PR #335, opened 2018-05-05
added data selection for uvdata.read_miriad and miriad.read_miriad

nkern:
Enables partial I/O for `UVData.read_miriad` and `miriad.read_miriad` methods.

For this to work on polarization I had to eliminate the following assertion in `miriad.read_miriad`
```
        if len(self.polarization_array) != self.Npols:
            warnings.warn('npols={npols} but found {n} pols in data file'.format(
                npols=self.Npols, n=len(self.polarization_array)))
```
which also necessitated removing a test in `test_miriad` to test for this warning. I'm not sure what use-case this is trying to account for, but if it is a vital catch then perhaps we can figure out how to put it back in.

### DIFF
--- a/pyuvdata/miriad.py
+++ b/pyuvdata/miriad.py
@@ -52,7 +52,8 @@ class Miriad(UVData):
                 numbers within the tuple does not matter. A single antenna iterable
                 e.g. (1,) is interpreted as all visibilities with that antenna.
             ant_str: A string containing information about what kinds of visibility data
-                to read-in.  Can be 'auto', 'cross', 'all'.
+                to read-in.  Can be 'auto', 'cross', 'all'. Cannot provide ant_str if
+                antenna_nums and/or ant_pairs_nums is not None.
             polarizations: List of polarization integers or strings to read-in.
                 Ex: ['xx', 'yy', ...]
             time_range: len-2 list containing min and max range of times (Julian Date) to read-in.
@@ -204,6 +205,7 @@ class Miriad(UVData):
         if ant_str is not None:
             # type check
             assert isinstance(ant_str, (str, np.str)), "ant_str must be fed as a string"
+            assert antenna_nums is None and ant_pairs_nums is None, "ant_str must be None if antenna_nums or ant_pairs_nums is not None"
             aipy.scripting.uv_selector(uv, ant_str)
         # select on antenna_nums and/or ant_pairs_nums using aipy.scripting.uv_selector
         if antenna_nums is not None or ant_pairs_nums is not None:
--- a/pyuvdata/miriad.py
+++ b/pyuvdata/miriad.py
@@ -48,7 +48,7 @@ class Miriad(UVData):
             antpairs: List of antnum-pair tuples in data to read-in.
                 If a tuple contains a single antnum, read-in all baselines that touch that antnum.
                 In this case, make sure the tuple is an iterable, e.g. (2,) not (2).
-                Ex: [(0, 0), (0, 1), (2,), ...]. 
+                Ex: [(0, 0), (0, 1), (2,), ...].
             pols: List of polarization integers or strings to only read-in.
                 Ex: ['xx', 'yy', ...]
             times: len-2 list containing min and max range of times (Julian Date) to read-in.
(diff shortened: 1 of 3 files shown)


pyuvdata/miriad.py
```diff
@@ -29,7 +30,8 @@ def _pol_to_ind(self, pol):
         return pol_ind
 
     def read_miriad(self, filepath, correct_lat_lon=True, run_check=True,
-                    check_extra=True, run_check_acceptability=True, phase_type=None):
+                    check_extra=True, run_check_acceptability=True, phase_type=None,
+                    antpairs=None, pols=None, times=None):
```
bhazelton: I'd like to see this interface match the select interface, so include these options:
antenna_nums, antenna_names, ant_str, ant_pairs_nums, frequencies, freq_chans, times, polarizations, blt_inds

If some of these can't be supported, we should document why, but we should definitely use the same keywords with the same functionality when possible. (If you think the current select interface should be modified we can discuss that, but I'd really like there to be consistency.)

pyuvdata/miriad.py
```diff
@@ -268,9 +317,7 @@ def read_miriad(self, filepath, correct_lat_lon=True, run_check=True,
             data_accumulator[pol] = np.array(data)
 
         self.polarization_array = np.array(pol_list)
-        if len(self.polarization_array) != self.Npols:
-            warnings.warn('npols={npols} but found {n} pols in data file'.format(
-                npols=self.Npols, n=len(self.polarization_array)))
+        self.Npols = len(pol_list)
```
bhazelton: I'm a little confused about this, is the Miriad `npol` parameter not available unless you read in the whole file?

pyuvdata/tests/test_miriad.py
```diff
@@ -563,9 +559,49 @@ def test_readWriteReadMiriad():
...
 
+    # check partial IO selections
+    full = UVData()
+    full.read_miriad(testfile)
+    uv_in = UVData()
+
+    # test only specified bls were read, and that flipped antpair is loaded too
+    uv_in.read_miriad(testfile, antpairs=[(0, 0), (0, 1), (4, 2)])
+    nt.assert_equal(uv_in.get_antpairs(), [(0, 0), (0, 1), (2, 4)])
+
```
bhazelton: Can you also test that the object overall is equal if you read in the whole file and then do a matching select for all these partial read tests? That's a much more comprehensive test that may catch edge cases. (You may have to have some special handling for the history parameter, you can see how we do that for uvfits if you want.)

pyuvdata/miriad.py
nkern: yup for sure, i'll try to make that happen

pyuvdata/miriad.py
nkern: no it is available, but when you perform a `UV.select`  on the miriad file on polarizations, `npol` doesn't change to reflect the extracted polarizations, it remains what it was for the entire file..

pyuvdata/tests/test_miriad.py
nkern: sure thing

pyuvdata/miriad.py
bhazelton: I see. Maybe we can leave in the check unless we're doing a select along the polarization axis?

nkern: well its not so much that the test breaks things, its that with the new definition of `Npols`, its a trivially-true and non-helpful test.. because  I'm manually setting `self.Npols` to be equal to `len(pol_list)`, which itself has explicitly set to `len(self.polarization_array)`, if you see what I mean.

bhazelton: Yes, I see. I'm just thinking that in the case where there's no down select on the polarization axis, we could still check to see if npol matched the polarization array length. But it's really not critical, so I think it's ok to drop it if it doesn't make sense.

nkern:
@bhazelton so I tried to make the variables match those in `select` as close as possible. I was able to support antenna_nums, ant_str, ant_pairs_nums, time_range, and polarizations. antenna_names is hard b/c I don't think miriad by default stores antenna names. The time_range kwarg is also different than the UVData.select times variable, and I didn't support frequency and blts selection. This is done b/c these are the variables the native `miriad.select` functions supports and they way it allows you to access them. I don't know of an alternative way to pre-select out these variables from miriad objects, but maybe a more advanced miriad user does. But I don't think its that critical: one can always perform a `UVData.select` on the data once loaded in, and the main axes we want to enable partial I/O on are antennas and baselines.

Let me know if you think this is sufficient: it certainly is for what I and the hera_cal / hera_pspec team need in the near term from pyuvdata on this front.

pyuvdata/miriad.py
```diff
@@ -186,6 +200,62 @@ def read_miriad(self, filepath, correct_lat_lon=True, run_check=True,
         for extra_variable in extra_miriad_variables:
             check_variables[extra_variable] = uv[extra_variable]
 
+        # select on ant_str if provided
+        if ant_str is not None:
+            # typc check
```
zakiali: 'typc' -> 'type'

pyuvdata/miriad.py
```diff
@@ -186,6 +200,62 @@ def read_miriad(self, filepath, correct_lat_lon=True, run_check=True,
...
+            assert isinstance(ant_str, (str, np.str)), "ant_str must be fed as a string"
+            uv.select(ant_str, 0, 0)
```
zakiali: I think this line only works if 'auto' is passed. 'cross' and 'all' do not work (at least with my aipy). It might be better to use scripting.uv_selector instead.

nkern:
@bhazelton ready to merge whenever you're ok with it.

PR #338, opened 2018-05-08
Fix bug that causes memory error

### LINKED ISSUE #328: Make check for unflagged nsample=0 visibilities in write_uvfits less memory intensive
This check causes a memory error for large files, presumably because we're making copies of a large part of the data. Seen by Ben McKinley on MWA files.

### LINKED ISSUE #336: MemoryError in write_uvfits
pyuvdata/pyuvdata/uvfits.py, line 621:
wh_nsample0 = np.where(self.nsample_array == 0)[0]
line 622 (np.any(~self.flag_array[wh_nsample0])) throws an MemoryError.
If change line 621 to be: 
wh_nsample0 = np.where(self.nsample_array == 0)
then it will be fine. Not sure if it is a numpy version problem.

bhazelton:
fixes #336 
fixes #328

### DIFF
--- a/pyuvdata/uvfits.py
+++ b/pyuvdata/uvfits.py
@@ -618,7 +618,7 @@ class UVFITS(UVData):
                                          .format(attribute=p))
 
         # check for unflagged data with nsample = 0. Warn if any found
-        wh_nsample0 = np.where(self.nsample_array == 0)[0]
+        wh_nsample0 = np.where(self.nsample_array == 0)
         if np.any(~self.flag_array[wh_nsample0]):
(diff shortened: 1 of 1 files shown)


bhazelton:
@benjyman I think this PR should fix the memory error you were having. It turned out to just be a bug in how I was handling the np.where

bhazelton:
@wenyang-li can you review this one-line PR to fix the bug you identified?

wenyang-li:
Yes, this fixes the issue. Thanks!

wenyang-li (approved):
Yes, this fixes the issue. Thanks!

Issue #783, opened 2020-03-10
One corrupted file breaks entire read


dstorer:
When reading in a whole list of files (specifically I've been using read_uvh5), if any one of the files is corrupted the entire read breaks. I propose adding an optional (defaulted off) try-catch block to catch potentially problematic files so that the rest of the read may continue. I think it would also make sense to print out a list of any files that had to be skipped. 

I will draft a PR that does this.

bhazelton:
was fixed in 788

PR #788, opened 2020-03-13
Test file on read

dstorer:
## Description

Add an option in the UVData.read() function to, when reading in a list of files, check each file before reading. This way, if one or more files are corrupted, the read call may proceed without crashing, and will instead provide a warning for each file that failed.

## Motivation and Context
This is in response to issue #783. For HERA we have run into problems with files occasionally missing metadata in their headers, and this causing our code to crash when trying to read in a whole night of data in one call. This fix will allow us to proceed without our code crashing, and instead get a warning that there was a corrupted file that was skipped.

## Types of changes

- [ ] Version change

## Checklist:

New feature checklist:

### DIFF
--- a/pyuvdata/uvdata/tests/test_uvdata.py
+++ b/pyuvdata/uvdata/tests/test_uvdata.py
@@ -6810,27 +6810,37 @@ def test_multifile_read_check():
 
     # Test that the expected error arises
     with pytest.raises(KeyError) as cm:
-        uv.read(testfile, skip_bad_files=True)
+        uv.read(testfile, skip_bad_files=False)
     assert "Unable to open object (object 'ant_1_array' doesn't exist)" in str(cm.value)
 
-    # Test when the corrupted file is at the end
-    uvTrue = UVData()
-    uvTrue.read(uvh5_file)
-    fileList = [uvh5_file, testfile]
-    with pytest.warns(UserWarning) as cm:
-        uv.read(fileList, skip_bad_files=True)
-    # Check that a warning was issued
-    assert len(cm) == 1
-    # Check that the uncorrupted file was still read in
-    assert uv == uvTrue
-
-    # Test when the corrupted file is at the beggining
+    # Test when the corrupted file is at the beggining, skip_bad_files=False
+    uv = UVData()
     uvTrue = UVData()
     uvTrue.read(uvh5_file)
     fileList = [testfile, uvh5_file]
-    with pytest.warns(UserWarning) as cm:
+    with pytest.raises(KeyError) as cm:
+        with pytest.warns(UserWarning, match="Failed to read"):
+            uv.read(fileList, skip_bad_files=False)
+    assert "Unable to open object (object 'ant_1_array' doesn't exist)" in str(cm.value)
+    assert uv != uvTrue
+
+    # Test when the corrupted file is at the beggining, skip_bad_files=True
+    uv = UVData()
+    uvTrue = UVData()
+    uvTrue.read(uvh5_file)
+    fileList = [testfile, uvh5_file]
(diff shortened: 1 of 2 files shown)


bhazelton:
@dstorer Rather than having two copies of the `read` call, let's always use the try/catch block but if your keyword is False then re-raise the exception in the catch using `raise`.

I'm also not sure about the keyword name, maybe something more like `skip_bad_files`?

And what is the utility of the `file_num` variable?

pyuvdata/uvdata/tests/test_uvdata.py
```diff
@@ -6792,3 +6793,113 @@ def test_multifile_read_errors(read_func, filelist):
...
+    # Test that the expected error arises
+    with pytest.raises(KeyError) as cm:
+        uv.read(testfile, check_file_status=True)
+    assert "Unable to open object (object 'ant_1_array' doesn't exist)" in str(cm.value)
+
+    # Test when the corrupted file is at the end
+    uvTrue = UVData()
+    uvTrue.read(uvh5_file)
+    fileList = [uvh5_file, testfile]
+    with pytest.warns(UserWarning) as cm:
```
bhazelton: If you add `match="your expected error message"` to the `pytest.warns` call it will check that the correct warning message was issued.

dstorer:
@bhazelton sure, I can make those first two changes easily. I included the `file_num` bit because it needs to read the first file to set the phase center before proceeding to the for loop where it reads the remaining files, so if the first (or first several) files wind up being skipped, it needs to know where to start the for loop. There may be a more clever way of dealing with that though. I considered just deleting files from the list if we skipped over them, but I'm not sure if that would create problems elsewhere.

pyuvdata/uvdata/tests/test_uvdata.py
```diff
@@ -6792,3 +6793,123 @@ def test_multifile_read_errors(read_func, filelist):
...
+    testfile = os.path.join(DATA_PATH, "test", "zen.2458661.23480.HH.uvh5")
+    uv.read(uvh5_file)
+    uv.write_uvh5(testfile)
+    with h5py.File(testfile, "r+") as h5f:
+        del h5f["Header/ant_1_array"]
+
+    # Test that the expected error arises
+    with pytest.raises(KeyError) as cm:
+        uv.read(testfile, skip_bad_files=False)
+    assert "Unable to open object (object 'ant_1_array' doesn't exist)" in str(cm.value)
```
bhazelton: you don't need to change this, but FYI `pytest.raises` also can take the `match` parameter in the same way that `pytest.warns` does, so you don't have to write a separate assert.

pyuvdata/uvdata/tests/test_uvdata.py
```diff
@@ -6792,3 +6793,123 @@ def test_multifile_read_errors(read_func, filelist):
...
+    assert uv == uvTrue
+
+    os.remove(testfile)
+
+    return
+
+
+def test_multifile_read_check_long_list():
+    """
+    Test setting check_file_status=True when reading in files for a list of length >2
```
bhazelton: check_file_status  -> skip_bad_files

pyuvdata/uvdata/tests/test_uvdata.py
```diff
@@ -6792,3 +6793,123 @@ def test_multifile_read_errors(read_func, filelist):
         "Reading multiple files from class specific read functions is no "
         "longer supported."
     )
+
+
+def test_multifile_read_check():
+    """Test setting check_file_status=True when reading in files"""
```
bhazelton: check_file_status -> skip_bad_files

bhazelton:
I hadn't realized what `file_num` was doing. I think what you're doing is fine.

PR #790, opened 2020-03-18
Allow UVParameters to be equal if they contain NaNs in arrays in the same locations.

bhazelton:
## Description

Set equal_nan=True in all np.allclose tests in `UVParameter.__eq__` method.

## Motivation and Context

A problem came up in pyradiosky where two arrays were equal everywhere that they were not NaN and had NaNs in the same places, but our equality check failed because we didn't have the `equal_nan` parameter on `np.allclose` set to True. This fixes that and adds a test that fails on master.

## Types of changes

- [ ] Version change

## Checklist:

Bug fix checklist:

### DIFF
--- a/CHANGELOG.md
+++ b/CHANGELOG.md
@@ -11,6 +11,7 @@ All notable changes to this project will be documented in this file.
 - `frequency_average` method on UVData to average data along the frequency axis.
 
 ### Fixed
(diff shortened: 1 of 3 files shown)


bhazelton:
@plaplant just rebased this, can you re-approve?

PR #798, opened 2020-03-25
Add uvcalibrate checks

### LINKED ISSUE #684: uvcalibrate function doesn't test that times (or other parameters) match
We should be checking that the uvcal and uvdata objects are compatible.

bhazelton:
## Description

Add a number of checks to the `uvcalibrate` function in pyuvdata.utils to make sure the UVCal and UVData objects match along a number of axes. Include backwards compatibility via deprecation warnings.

* * * *

With no other words, state how many lines above hold the word "visibilities".

2